Exercise objective: Read the listing and extract each line that includes the word "CollaboratorsTable".

Provided data:
■ ■ ■ ■

PR #797, opened 2025-07-21
CRDCDH-2990 Manage Collaborators with 'No Access'

Alejandro-Vega:
### Overview

Update the manage collaborators table to re-add the "Access" column. 

- Re-added the "Access' column within the manage collaborators table
- Kept the option "Can Edit", and added "No Access"
- Added test and storybook coverage

### Related Ticket(s)

[CRDCDH-2990](https://tracker.nci.nih.gov/browse/CRDCDH-2990) (Task)
[CRDCDH-2693](https://tracker.nci.nih.gov/browse/CRDCDH-2693) (US)

### DIFF
--- a/src/components/Collaborators/CollaboratorsTable.tsx
+++ b/src/components/Collaborators/CollaboratorsTable.tsx
@@ -31,6 +31,11 @@ const StyledTableContainer = styled(TableContainer)(() => ({
   marginBottom: "15px",
 }));
 
+const FixedTable = styled(Table)({
+  tableLayout: "fixed",
+  width: "100%",
+});
+
 const StyledTableHeaderRow = styled(TableRow)(() => ({
   "&.MuiTableRow-root": {
     height: "38px",
@@ -197,7 +202,13 @@ const CollaboratorsTable = ({ isEdit }: Props) => {
   return (
     <>
       <StyledTableContainer data-testid="collaborators-table-container">
-        <Table>
+        <FixedTable>
+          <colgroup>
+            <col style={{ width: isEdit ? "47%" : "50%" }} />
+            <col style={{ width: isEdit ? "40%" : "50%" }} />
+            {isEdit && <col style={{ width: "13%" }} />}
+          </colgroup>
+
           <TableHead>
             <StyledTableHeaderRow data-testid="table-header-row">
               <StyledTableHeaderCell id="header-collaborator" data-testid="header-collaborator">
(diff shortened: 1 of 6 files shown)


src/components/Collaborators/CollaboratorsTable.tsx
```diff
@@ -197,7 +260,7 @@ const CollaboratorsTable = ({ isEdit }: Props) => {
                     renderValue={() => (
                       <TruncatedText
                         text={collaborator.collaboratorName ?? " "}
-                        maxCharacters={35}
+                        maxCharacters={20}
                         underline={false}
```
amattu2, line 264: Do we need to drop the truncation this low? It seems like we have a little more room.

amattu2 (changes requested):
Left one comment. Aside from that, it seems to work well.

src/components/Collaborators/CollaboratorsTable.tsx
```diff
@@ -216,6 +279,48 @@ const CollaboratorsTable = ({ isEdit }: Props) => {
                       ))}
                   </StyledSelect>
                 </StyledNameCell>
+
+                <StyledTableCell data-testid={`collaborator-access-${idx}`}>
```
amattu2, line 283: One additional change:

The user story was just updated to clarify the implementation. The Access column is not a radio group (like before), it's just text with the access level displayed.

src/components/Collaborators/CollaboratorsTable.tsx
Alejandro-Vega: Unfortunately, it looks like a lot of space is available because I do my testing with wider characters like "A". So something like "John" is less wide than "AAAA". We should find a better solution in the future for this.

Screenshot 2025-07-30 at 2 39 39 PM
Screenshot 2025-07-30 at 2 40 49 PM

src/components/Collaborators/CollaboratorsTable.tsx
```diff
@@ -153,12 +158,22 @@ const CollaboratorsTable = ({ isEdit }: Props) => {
...
+            <col style={{ width: isEdit ? "36%" : "50%" }} />
+            {isEdit && <col style={{ width: "14%" }} />}
+          </colgroup>
+
           <TableHead>
             <StyledTableHeaderRow data-testid="table-header-row">
               <StyledTableHeaderCell id="header-collaborator" data-testid="header-collaborator">
                 Collaborator
               </StyledTableHeaderCell>
+              <StyledTableHeaderCell id="header-access" data-testid="header-access">
```
amattu2, line 173: Unless this width was specified somewhere or requested by KC, let's drop the size of the Access column and increase the truncation limit for the Collaborators column. Looks like the width is still leftover from when it was a radio.

Image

■ ■ ■ ■

Exercise result:
--- a/src/components/Collaborators/CollaboratorsTable.tsx
+++ b/src/components/Collaborators/CollaboratorsTable.tsx
@@ -197,7 +202,13 @@ const CollaboratorsTable = ({ isEdit }: Props) => {
src/components/Collaborators/CollaboratorsTable.tsx
@@ -197,7 +260,7 @@ const CollaboratorsTable = ({ isEdit }: Props) => {
src/components/Collaborators/CollaboratorsTable.tsx
@@ -216,6 +279,48 @@ const CollaboratorsTable = ({ isEdit }: Props) => {
src/components/Collaborators/CollaboratorsTable.tsx
src/components/Collaborators/CollaboratorsTable.tsx
@@ -153,12 +158,22 @@ const CollaboratorsTable = ({ isEdit }: Props) => {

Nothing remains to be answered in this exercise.